If, however, any shall disobey the words spoken by Him through us, let them know that they will involve themselves in transgression and serious danger; . . . (St. Clement of Rome, Letter to the Corinthians, 59)
Joy and gladness will you afford us, if you become obedient to the words written by us and through the Holy Spirit root out the lawless wrath of your jealousy according to the intercession which we have made for peace and unity in this letter. (Ibid., 63)
Why is it that Clement is speaking with authority from Rome, settling the disputes of other regions? Why don’t the Corinthians solve it themselves, if they have a proclaimed bishop or even if they didn’t claim one at the time? Why do they appeal to the bishop of Rome? These are questions that I think Protestants need to seriously consider and offer some sort of answer for.
Why does Corinth have to obey Rome? Who determined that set-up?

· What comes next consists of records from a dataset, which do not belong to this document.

Issue #2636, opened 2026-08-07
link: a manifest symbols = [...] claim keys on the source spelling while #[library] keys on the link name, so claims do not attribute on Mach-O


octalide:
Found by the darwin release gate on the 4.9.0 cut, where two `#[library]` attribution tests failed on the macOS legs and passed everywhere else. The tests were host-blind and are fixed separately; the divergence they exposed is this, and it is real.

## What

The two routes that attribute an import to a library key the session map on **different spellings**.

| route | key | where |
|---|---|---|
| `#[library("...")]` decorator | the declaration's **link name**, carrying the target's symbol prefix | `union.bind_import_libraries` via `session.export_name` |
| `symbols = [...]` manifest claim | the string **as written in `mach.toml`** | `emit.register_link_claims`, `req.symbols[i]` verbatim |

On ELF and PE these coincide, because the object symbol for `ext fun Sleep` is `Sleep`. On Mach-O the object symbol is `_Sleep`, so they do not.

Demonstrated on `dev` by cross-building the same source three ways. The decorator route's own diagnostic shows the key it used:

```
$ mach build . --target linux
error: import 'Sleep' is attributed to library 'kernel32' ... and to library 'user32' ...
$ mach build . --target windows
error: import 'Sleep' is attributed to library 'kernel32' ... and to library 'user32' ...
$ mach build . --target darwin-x86_64
error: import '_Sleep' is attributed to library 'kernel32' ... and to library 'user32' ...
```

## Consequences on Mach-O

The linker looks the attribution up under the **object symbol** (`linker.mach`, `session.import_library(s, cn.canonical)`, where `cn.canonical` derives from `sym.name`). So on Mach-O:

1. **A `symbols = ["Sleep"]` claim does not attribute anything.** It registers `Sleep`; the linker asks for `_Sleep`; the import stays unattributed and, since Mach-O is a two-level namespace, the link fails with the very "no `#[library]` attribution" error the claim exists to prevent. #2510's feature does not work on darwin for a symbol spelled the way a user would naturally write it.
2. **The claim-vs-decorator conflict check silently cannot fire.** The two routes occupy disjoint key spaces, so a manifest claim contradicting a decorator is not detected on Mach-O at all. #2529 has just made the decorator-vs-decorator case a hard error and the docs describe "claimed only once" as a global invariant, which is again not true as written on this target.
[...]

PR #2644, opened 2026-08-07
fix(link): project #[library] attributions after the target selects its arm

### LINKED ISSUE #2639: link: a target-conditional #[library] attribution binds to the arm the target does not take
Found while fixing #2630 (the comptime-arm exemption to #2529's conflict check). Independent of both: it reproduces on `dev` from before #2529 landed, and #2630 deliberately left it exactly as it was.

## What

A target-conditional `#[library]` attribution binds to the **wrong arm**. `union.register_import_libraries` projects attributions onto link names before any arm is selected, walking every branch of a declaration-scope `$if` chain, so the **last arm walked wins** regardless of which arm the target actually takes.

## Repro

```mach
    #[library("kernel32")]
    ext fun Sleep(ms: u32);
}
$or {
    #[library("c")]
    ext fun Sleep(ms: u32);
}
pub fun call() { Sleep(0); }
```

Built for **windows**, with a `[link.kernel32]` entry declared and no `c`:

```
```

`c` is the `$or` arm, the one a windows build does not take. The attribution the windows arm declares is overwritten by the arm that was never selected.

## Why it matters

This is the idiomatic way to write a cross-platform `ext` binding, and it is exactly the shape #2630's fixture uses. The failure is loud when the losing arm's library is absent from the link, which is the common case and how this was found. It is **silent** when both arms' libraries happen to be present, where the import is simply attributed to the wrong one and the loader is asked for a symbol from a library that does not export it.

## Fix

Project attributions **after** arm selection rather than before, so only the selected arm's declarations register.

That is a pass-ordering change, which is why #2630 did not attempt it. Note the constraint #2630 documented while investigating: evaluating comptime conditions inside `register_import_libraries` is the wrong repair. That pass runs before sema, and descending only into the selected arm made `mach.lang.driver:layout_intrinsic_remaining_positions` fail, because a `$size_of` in a declaration-scope `$if` condition is sema's diagnostic to report and evaluating early front-ran it. So the fix is to move when the projection happens, not to teach the projection to evaluate.

## Acceptance

- A target-conditional attribution registers the library named by the arm the target selects, and no other.
- The repro above builds for windows against a `[link.kernel32]` entry with no `c` dependency declared, and for linux against `c` with no `kernel32`.
- A test asserts the attribution for **both** targets from one source, so a fix that merely reverses the winner is not mistaken for a fix.
- #2529's cross-module conflict detection and #2630's exclusive-arm exemption both still hold.

octalide:
Closes #2639

## What

`union.register_import_libraries` ran at project load and walked **every** branch of a declaration-scope `$if` chain, so the last arm walked won regardless of which arm the target takes.

Against `dev`, building the issue's repro for windows with `[link.kernel32]` declared and no `c`:

```
```

`c` is the `$or` arm. With this PR the same build succeeds and binds `kernel32`.

As the issue notes, the loud form is the lucky one. When both arms' libraries happen to be present in the link, the import is silently attributed to the wrong provider and the loader is asked for a symbol that library does not export.

## The fix is *when*, not *what*

The projection moves from `build_project_impl` (project load) to the head of `passes.run_lower_pass`. Two preconditions have to hold there and only there:

- **After sema**, so the build target's comptime-arm selection has been settled and the walk can descend into the one live arm.
- **After PH_SEMA's diagnostic gate** (`run_phase` gates on `diagnostic.has_errors` between phases), so a condition sema rejected is reported by sema rather than re-evaluated here.

That second point is the constraint #2630 recorded: evaluating conditions *inside the old position* was the tempting repair and the wrong one, because it front-ran `mach.lang.driver:layout_intrinsic_remaining_positions` — a `$size_of` in a declaration-scope `$if` condition is sema's diagnostic to report. Moving the pass rather than teaching it to evaluate is what makes folding safe.

`run_lower_pass` is the seam every consumer already goes through: the engine's `lower_phase` and every test helper call it directly, so there is one place the projection happens rather than one per driver.

## #2630's machinery is deleted, not left behind

Selecting the arm subsumes the exclusive-arm exemption: two arms can never both register, so `ArmStep` / `OwnedPath` / `arms_exclusive` / `push_arm` and the per-attribution arm-path allocation are all gone. #2630 was explicitly the interim repair; leaving its machinery as unreachable surface would be worse than removing it. The behaviour it protected is asserted more strongly now — see the test below.

## Tests

`ut_attr_probe` is a new helper that drives a scaffolded fixture through load, sema **and lower** for a named target, then reports the library a link name ends up attributed to. The four existing attribution tests moved onto it, because a probe that stops at project load now sees an empty map and would pass vacuously — exactly the "reports more than it verifies" shape.

- **`mach.lang.driver:conditional_library_binds_the_selected_arm`** (new) — one source, asserted for **both** targets: `windows` must yield `kernel32` and `linux` must yield `c`. Asserting both from one source is what stops a fix that merely reverses the winner from passing.
- `comptime_arm_does_not_mask_cross_module_conflict` — a second module contradicting the chain coexists with it under every target, so it is still a conflict naming both.
- `duplicate_library_attribution_names_both` and `identical_library_attribution_accepted` — #2529's cross-module detection, unchanged in behaviour.

End-to-end, with a compiler built from `dev`:

```
$ mach-dev build . --target windows
```

With this PR, that build exits 0.

At the unit level, with only the comptime-if descent reverted to walk every arm:

```
failures:
  mach.lang.driver:conditional_library_binds_the_selected_arm  ./src/lang/driver/tests.mach:11873  (exit 1)

1219 passed, 1 failed, 1220 total
```

With the fix: `1220 passed, 0 failed, 1220 total`.

## Note on scope

`register_import_libraries` still iterates every loaded module rather than `p.topo`. Iterating the compiled set would arguably be more correct (a module no artifact compiles should contribute no attribution), but that is a separate change in blast radius and is not what #2639 describes, so I left it.

## Verification

- `mach test .` green (1220/1220)


octalide:
Merged current `dev`. One conflict in `src/lang/driver/tests.mach`, worth flagging because it touches the same concern as #2636.

`dev` had separately fixed the host-blindness in `duplicate_library_attribution_names_both` and `identical_library_attribution_accepted` by *loosening* the assertions — matching `Sleep' is attributed to...` with the prefix left out, and trying both `Sleep` and `_Sleep` as the lookup key — because the link name carries the host format's symbol prefix.

This PR's `ut_attr_probe` builds for a **named** target rather than the host's, so the link spelling is pinned and the assertions can stay exact instead of accommodating whichever host ran them. I kept that form and carried `dev`'s reasoning into the comments, since the underlying observation is right and worth keeping recorded.

Re-verified on the merged tip: `mach test .` 1221/1221, full linux int suite green, self-host fixpoint holds.

octalide:
Merged current `dev` again. The conflict is worth describing because it is a design overlap, not a textual one, and I removed two functions that had just landed.

`dev` has since added `ut_names_import` and `ut_import_attribution`, which accommodate the host's link spelling by trying both `Sleep` and `_Sleep`. They exist because a link name carries the target's symbol prefix and these tests were running against whatever target the host resolved to.

`ut_attr_probe` in this PR removes the cause instead: it builds for a **named** target, so the spelling is a property of the target under test rather than of the machine running the suite, and the assertions can be exact. That left both helpers with no callers, so I deleted them — the same call I made for #2630's `arms_exclusive`, which the real fix also made unnecessary. Flagging it explicitly since the code is a day old and I would rather be told if you want it kept.

To make sure this does not *lose* coverage — the helpers were reached on the darwin legs, and pinning targets could have meant darwin's prefix path stopped being exercised here — `conditional_library_binds_the_selected_arm` now asserts three targets from one source:

```
windows       -> Sleep  attributed to kernel32   (the $if arm)
linux         -> Sleep  attributed to c          (the $or arm)
darwin-x86_64 -> _Sleep attributed to c          (the $or arm, prefixed key)
```

So the prefixed spelling is asserted directly and on every leg, rather than only where the host happens to be a Mac. Removing the two helpers also reunited `ut_str_contains` with its doc comment, which they had been inserted between.

Re-verified: `mach test .` 1221/1221, full linux int suite green, self-host fixpoint holds.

Why does it even cross their mind to write to a local church far away to settle their problems, and why does Clement assume that they should obey him, and that it would be “transgression and serious danger” if they don’t?
Clement definitely asserts his authority over the Corinthian church far away. Again, the question is: “why?” What sense does that make in a Protestant-type ecclesiology where every region is autonomous and there is supposedly no hierarchical authority in the Christian Church? Why must they “obey” the bishop from another region (sections 59, 63)? Not only does Clement assert strong authority; he also claims that Jesus and the Holy Spirit are speaking “through” him.
That is extraordinary, and very similar to what we see in the Jerusalem Council in Acts 15:28 (“For it has seemed good to the Holy Spirit and to us to lay upon you no greater burden than these necessary things”: RSV) and in Scripture itself. It’s not strictly inspiration but it is sure something akin to infallibility (i.e., divine protection from error and the pope as a unique mouthpiece of, or representative of God).